Quantitative imaging (QI) in computed tomography (CT) encompasses a range of methods, modalities, and techniques including but not limited to voxelwise CT volumetry, histogram analysis, texture analysis, and dual-energy or spectral CT material decomposition. In subspecialties such as neuroradiology, breast imaging, thoracic radiology, and cancer imaging, quantitative methods have experienced a Cambrian explosion over the past two decades. Initial painstaking clinical validation using manual approaches ultimately serves as the bedrock for rapid computer vision-based methods that can be applied at the point of care for personalized, objective, and granular prognostication and decision support with high accuracy and decreased turn-around times. We are fast approaching a hockey-stick inflection point in the availability of automated deployable commercial computer-aided detection tools that provide high-trust quantitative analysis of stroke, tumors, lung nodules, and lung infiltrates among other examples.

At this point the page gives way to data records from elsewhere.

PR #701, opened 2024-09-23
Fix mobile viewer toolbars

allanlasser:
This adds responsive logic for the viewer's search input, disclosing it inside a dropdown when on mobile. This prevents the viewer's top toolbar from overflowing the viewport at narrow screen widths.

In addition, this adds a preprocessor to modify the behavior of `bind:clientWidth`. [The default behavior adds `style="position: relative"`](https://github.com/sveltejs/svelte/issues/4776), which is undesirable for our toolbars, which rely on definite placement within the stacking context for correct menu behavior and sticky positioning. This preprocessor also uses a more performant method of binding to clientWidth by using `ResizeObserver` instead of `iframe` hackery. This might be fixed in Svelte 5.

### DIFF
--- a/package-lock.json
+++ b/package-lock.json
@@ -77,6 +77,7 @@
         "prettier-plugin-svelte": "^3.1.2",
         "react": "^18.2.0",
         "react-dom": "^18.2.0",
+        "resize-observer-polyfill": "^1.5.1",
         "serve": "^14.2.0",
         "storybook": "7.6.10",
         "storybook-addon-cookie": "^3.2.0",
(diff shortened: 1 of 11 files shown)


eyeseast:
Screenshot 2024-09-23 at 3 17 55 PM

Just testing this in Chrome's dev tools, I can get to a state where the dropdown is open but invisible. I put in a search and submitted, and then tried to search again and got stuck here.

allanlasser:
> Just testing this in Chrome's dev tools, I can get to a state where the dropdown is open but invisible. I put in a search and submitted, and then tried to search again and got stuck here.

Ah, the search is set to appear above, but it's hidden by the scroll position. I'll switch it to appear below instead.

eyeseast (approved):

Trauma represents a radiology vertical that has remained in a kind of research torpor or splendid isolation. It is not an exaggeration to say that with respect to advanced image processing, this -subspeciality within ER radiology is empirically decades behind progress in other imaging domains with respect to QI research. Additionally, trauma is skewed toward underserved populations and new equipment such as dual or multi-energy scanners tend to be latecomers to the trauma bay. Practitioners explicitly focused on trauma imaging are few, scattered across a small and spread-out archipelago of trauma centers with sufficient yearly patient admissions to justify trauma imaging faculty. Peak trauma volumes occur in the evenings and nights and the burden has been shifted toward attendings due to the exigencies of the current medicolegal climate. The challenges of 24/7 schedules are hardly conducive to meaningful scientific progress in QI, given the time commitment, personnel, and resources required to generate data and secure funding. Consequently, the research infrastructure and technical expertise in QI have not kept up with the times. However, in the long term, we hope to help jumpstart an active, prolific, impactful, and supportive research community in quantitative trauma imaging.
With a large number of computer-aided detection tools in the development and regulatory pipeline, the radiology value proposition will be upended toward quality over volume. This creates both new challenges and new opportunities to refine our collective role as the doctor’s doctor who is able to synthesize injury patterns and anticipate the surgeon’s management decisions. In this way, the radiologist moves into a more central and collaborative role as a valued member in the multidisciplinary care of trauma patients.
This Research Topic welcomes submissions in the field of trauma radiology. Themes solicited include but are not limited to:
• CT volumetry
• Quantitative dual and multi-energy CT
• Texture analysis and radiomics
• Computer-aided detection tools
• Surgical management principles with emphasis on CT
This will empower readers to add value to the multidisciplinary trauma team and contribute to improved outcomes for our patients.